His monogram, used only on eleven of his chiaroscuro prints, consists in its fullest form of his initials "Io V" between two diagonally crossed pilgrim's staves, with a flower in the centre, on a cartellino or plaque, a style copied from Albrecht Dürer. His prints, recognised as a group, remained unattributed to any documented artist until 1851, when his name on the title page of a book he illustrated was connected with the monogram and the few documentary records. A similar monogram was used by the glass-painter Jacob Wechtlin, perhaps a brother.

==Book illustrations==
His best known book illustrations in his own time were 135 woodcuts from Sebastian Brant's 1502 edition of Virgil's Aeneid, "perhaps the most influential book illustrations ever produced in Europe", though the attribution to him is not universally agreed. This was the first printed Virgil with illustrations. These crowded compositions retain many Gothic features, compared for example with Botticelli's rather earlier painted illustrations to Dante. They were copied in many other book editions and about thirty years later in a famous series of Limoges enamel plaques by the "Master of the Aeneid Series", one of many such derivative works.

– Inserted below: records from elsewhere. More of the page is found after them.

PR #520, opened 2023-04-17
feat(*) wadm 0.4 support in `wash app`

### LINKED ISSUE #382: [BUG] Unable to reg pull properly after `cargo update`
During our preparation for the wash 0.15 release in #381, we noticed that all claims tests were failing intermittently. Turns out if you run `cargo update` against wash right now, it introduces a bug.

All of the claims test do a `wash reg pull`. However, the size of the resulting wasm file it pulls down differs almost every single time, and it is generally smaller than the expected number of bytes. For example, if you run `wash reg pull wasmcloud.azurecr.io/echo:0.2.1 --destination echo.wasm` with `RUST_LOG=debug`, you can see in the logs:

```
[2023-02-09T21:14:16Z DEBUG reqwest::async_impl::client] redirecting 'https://wasmcloud.azurecr.io/v2/echo/blobs/sha256:23efc45c62d316001cb19979de071917afa1122c1f1900eef284b3c031f698a2' to 'https://eusmanaged66.blob.core.windows.net/d397f64bd0994f7da3c826aa2007f401-yk1iax15ek//docker/registry/v2/blobs/sha256/23/23efc45c62d316001cb19979de071917afa1122c1f1900eef284b3c031f698a2/data?se=2023-02-09T21%3A33%3A01Z&sig=gVvvBAIbMK2lUO9cMbfbz0F4nudLS%2BnJfQFOgvC4Kc8%3D&sp=r&spr=https&sr=b&sv=2016-05-31&regid=d397f64bd0994f7da3c826aa2007f401&anon=true'
[2023-02-09T21:14:16Z DEBUG hyper::client::pool] reuse idle connection for ("https", eusmanaged66.blob.core.windows.net)
[2023-02-09T21:14:16Z DEBUG hyper::proto::h1::io] flushed 704 bytes
[2023-02-09T21:14:17Z DEBUG hyper::proto::h1::io] parsed 19 headers
[2023-02-09T21:14:17Z DEBUG hyper::proto::h1::conn] incoming body is content-length (420611 bytes)
```

That content length is the correct size, but after the validation step the size on disk can vary (I got it to be correct about 1 out of every 6 times). This causes the actual signing step to fail when we run the tests.

What makes this worse is that it only happens on linux. We tested this on Mac and Windows and it was fine every time. We tested on the following OS/arch combos:

- M1 Mac (Ventura): Just fine
- Windows 11 amd64: Just fine
- Linux amd64 (Ubuntu 20.04): Things break

We need to figure out which dependency is causing this before we `cargo update` anything

brooksmtownsend:
## Feature or Problem
After the many changes going into `wadm` 0.4, there were a few changes to the app subcommand in order to make it compatible with the new types. Additionally, this PR adds in `wadm` as a binary to download as a part of running `up` so that we can immediately interact with `wadm`.

You should consider reviewing this PR as two big sections: the `wash up` wadm support, and the changes to the `app` module.

This PR
- [x] Adds `wadm` as another binary that can be downloaded + started with `wash up`
- [x] Updates the `app` subcommand to match the Wadm NATS API
- [x] Updates async_nats, tokio, and a few other dependencies after figuring out the issue with the OCI downloads in #382 

## Related Issues
(pr) https://github.com/wasmCloud/wadm/pull/89
Fixes #382

## Release Information
v0.18.0

## Consumer Impact
Consumers of the Elixir implementation of wadm will see breaking changes here, as expected, so with the v0.18.0 release notes we should note that the latest version of wadm should be used.

## Testing

Built on platform(s)
- [ ] x86_64-linux
- [ ] aarch64-linux
- [ ] x86_64-darwin
- [x] aarch64-darwin
- [ ] x86_64-windows

Tested on platform(s)
- [ ] x86_64-linux
- [ ] aarch64-linux
- [ ] x86_64-darwin
- [x] aarch64-darwin
- [ ] x86_64-windows

### Manual Verification
Manual tested with https://github.com/wasmCloud/wadm/pull/89

### DIFF
--- a/crates/wash-lib/src/app.rs
+++ b/crates/wash-lib/src/app.rs
@@ -1,0 +1,240 @@
+//! Interact with and manage wadm applications over NATS, requires the `nats` feature
+
+use std::time::Duration;
+
+use anyhow::{bail, Result};
+use async_nats::{Client, Message};
+use wadm::server::{
+    DeleteModelRequest, DeleteModelResponse, DeployModelRequest, DeployModelResponse,
+    GetModelRequest, GetModelResponse, ModelSummary, PutModelResponse, UndeployModelRequest,
+    VersionResponse,
+};
+
+use crate::config::DEFAULT_LATTICE_PREFIX;
+
+/// The NATS prefix wadm's API is listening on
+const WADM_API_PREFIX: &str = "wadm.api";
+
+/// A helper enum to easily refer to wadm model operations and then use the
+/// [ToString](ToString) implementation for NATS topic formation
+pub enum ModelOperation {
+    List,
+    Get,
+    History,
+    Delete,
+    Put,
+    Deploy,
+    Undeploy,
+}
+
+impl ToString for ModelOperation {
+    fn to_string(&self) -> String {
+        match self {
+            ModelOperation::List => "list",
+            ModelOperation::Get => "get",
+            ModelOperation::History => "versions",
+            ModelOperation::Delete => "del",
+            ModelOperation::Put => "put",
+            ModelOperation::Deploy => "deploy",
+            ModelOperation::Undeploy => "undeploy",
+        }
+        .to_string()
+    }
+}
+
+/// Undeploy a model, instructing wadm to no longer manage the given application
+///
+/// # Arguments
+/// * `client` - The [Client](async_nats::Client) to use in order to send the request message
+/// * `lattice_prefix` - Optional lattice prefix that the application is managed on, defaults to `default`
+/// * `model_name` - Model name to undeploy
+/// * `non_destructive` - Undeploy deletes managed resources by default, this can be overridden by setting this to `true`
+pub async fn undeploy_model(
+    client: &Client,
+    lattice_prefix: Option<String>,
+    model_name: &str,
+    non_destructive: bool,
+) -> Result<DeployModelResponse> {
+    let res = model_request(
+        client,
+        ModelOperation::Undeploy,
+        lattice_prefix,
+        Some(model_name),
+        serde_json::to_vec(&UndeployModelRequest { non_destructive })?,
+    )
+    .await?;
+
+    serde_json::from_slice(&res.payload).map_err(|e| anyhow::anyhow!(e))
+}
+
+/// Deploy a model, instructing wadm to manage the application
+///
+/// # Arguments
+/// * `client` - The [Client](async_nats::Client) to use in order to send the request message
+/// * `lattice_prefix` - Optional lattice prefix that the application will be managed on, defaults to `default`
+/// * `model_name` - Model name to deploy
+/// * `version` - Version to deploy, defaults to deploying the latest "put" version
+pub async fn deploy_model(
+    client: &Client,
+    lattice_prefix: Option<String>,
+    model_name: &str,
+    version: Option<String>,
+) -> Result<DeployModelResponse> {
+    let res = model_request(
+        client,
+        ModelOperation::Deploy,
+        lattice_prefix,
+        Some(model_name),
+        serde_json::to_vec(&DeployModelRequest { version })?,
+    )
+    .await?;
+
+    serde_json::from_slice(&res.payload).map_err(|e| anyhow::anyhow!(e))
+}
+
+/// Put a model definition, instructing wadm to store the application manifest for later deploys
+///
+/// # Arguments
+/// * `client` - The [Client](async_nats::Client) to use in order to send the request message
+/// * `lattice_prefix` - Optional lattice prefix that the application manifest will be stored on, defaults to `default`
+/// * `model` - The full YAML or JSON string containing the OAM wadm manifest
+pub async fn put_model(
+    client: &Client,
+    lattice_prefix: Option<String>,
+    model: &str,
+) -> Result<PutModelResponse> {
+    let res = model_request(
+        client,
+        ModelOperation::Put,
+        lattice_prefix,
+        None,
+        model.as_bytes().to_vec(),
+    )
+    .await?;
+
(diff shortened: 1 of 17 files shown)


brooksmtownsend:
https://github.com/wasmCloud/wash/issues/382 is biting me here

src/up/mod.rs
```diff
@@ -397,7 +452,7 @@ pub(crate) async fn handle_up(cmd: UpCommand, output_kind: OutputKind) -> Result
             "\n🌐 The wasmCloud dashboard is running at {}\n📜 Logs for the host are being written to {}",
             url, wasmcloud_log_path.to_string_lossy()
         );
-        let _ = write!(out_text, "\n\n🛑 To stop wasmCloud, run \"wash down\"");
+        let _ = write!(out_text, "\n\n⬇️  To stop wasmCloud, run \"wash down\"");
```
brooksmtownsend, line 462: @autodidaddict changed after your comment 😄

crates/wash-lib/src/start/wadm.rs
```diff
@@ -0,0 +1,285 @@
...
+    P: AsRef<Path>,
+    T: Into<Stdio>,
+{
+    let pid_file = bin_path.as_ref().parent().map(|p| p.join(WADM_PID));
+    match pid_file.as_ref() {
+        Some(path) => {
+            if let Ok(previous_pid) = tokio::fs::read_to_string(&path).await {
+                //TODO: bad? What if file just isn't cleared out?
+                // probably should find another way, validate with app API
+                bail!("wadm is already running with pid {previous_pid}, aborting")
```
connorsmith256: IMO this is slightly too aggressive. Consider the case where a user manually killed the wadm process, or restarted their machine, or otherwise shut down wadm without cleaning up the PID file. The next time we try to start wadm on their behalf, it will fail, until they manually clear this PID file.

We cover a similar problem here, with `is_nats_running`: https://github.com/wasmCloud/wash/blob/6c1a94198dfaa65d582e8c040539a009a399f9f2/src/up/mod.rs#L454

There, we collect two bits of info: A) is there a PID file and B) is there a process listening on the expected port. `A && !B` is "okay", in the sense that we should probably ignore the existing PID file and start the process anyway

This logic could/should be generalized across the various processes wash manages, but since the other example is still in PR, we can come back to that later

src/up/mod.rs
```diff
@@ -335,10 +386,16 @@ pub(crate) async fn handle_up(cmd: UpCommand, output_kind: OutputKind) -> Result
     {
         Ok(child) => child,
         Err(e) => {
-            // Ensure we clean up the NATS server if we can't start wasmCloud
+            // Ensure we clean up the NATS server and wadm if we can't start wasmCloud
             if !cmd.nats_opts.connect_only {
                 stop_nats(install_dir).await?;
             }
+            match (wadm_process, cmd.wadm_opts.disable_wadm) {
```
connorsmith256: Nit: since we only get the process handle if `disable_wadm` is false, I don't think you need the second member of this tuple

connorsmith256 (dismissed):
Approved, but with one suggestion (and a nit)

crates/wash-lib/src/start/wadm.rs
andar1an: From a user perspective - especially if wadm is being folded into wasmcloud host - the process name can be annoying the first time to deal with as it is called beam. If it was possible to update the process name in case a user needed to kill process that would be cool, but I worry if not that Connor's point here is really important.

brooksmtownsend: Yeah I think this is too aggressive, it would be good to try and use the `app` library to query to see if `wadm` is running. Will come up with a solution here

brooksmtownsend: Ended up moving the `app` functionality to `wash-lib` so that I could make a query to see if a wadm is running _anywhere_ 😄

connorsmith256 (dismissed):

crates/wash-lib/src/app.rs
```diff
@@ -0,0 +1,240 @@
...
+/// A helper enum to easily refer to wadm model operations and then use the
+/// [ToString](ToString) implementation for NATS topic formation
+pub enum ModelOperation {
+    List,
+    Get,
+    History,
+    Delete,
+    Put,
+    Deploy,
+    Undeploy,
```
ricochet, line 27: How annoying would it be to change `undeploy` to `destroy`? That's a verb I'm not used to seeing with these kinds of things

ricochet: Or delete/remove. Undeploy isn't a word :/

- `k delete pod foo`
- `vercel remove my-app`
- `flyctl destroy`

connorsmith256: We have `delete`, which undeploys (ignore the red squiggle, it's _totally_ a word!) and removes the model from wash's knowledge

`undeploy` is non-destructive; it "just" tells wadm to stop monitoring the deployment

More here: https://github.com/wasmCloud/wasmcloud.com-dev/blob/main/docs/reference/wadm/usage.md

ricochet: 🎰 ok let's see if it works for folks

ricochet (dismissed):

crates/wash-lib/src/app.rs
brooksmtownsend: The verbage is intentional and I agree that it's not immediately obvious, heck from a wash perspective we could get rid of the verbs entirely and just have "create" and "delete" if we wanted to work around a few edge cases

brooksmtownsend: I think we should keep the app command as experimental and we can def optimize as we find out what feels good

connorsmith256 (approved):

PR #522, opened 2023-04-18
fix(*): Bumps wash-lib version

thomastaylor312:
This was missed and so cargo installing from main causes issues. Also bumps 0.17 so that it can pick up the new version from crates. Once this is published we should yank 0.17.0


brooksmtownsend (approved):
thank you sir 👍🏻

Better-known today are the often rather gruesome woodcuts for Hans von Gersdorff's (1455–1529) Feldtbuch der Wundartzney (literally "Field-book of the Wound-medicine", 1517, 1st edn.), a manual for the military surgeon (see Commons). These have sometimes been coloured by hand, but are printed in black and white. His frontispiece for the 1526 edition, produced when he was probably in his forties, is the last known trace of him. He is not to be confused with Hans Weiditz, another Strasbourg woodcut artist of the period.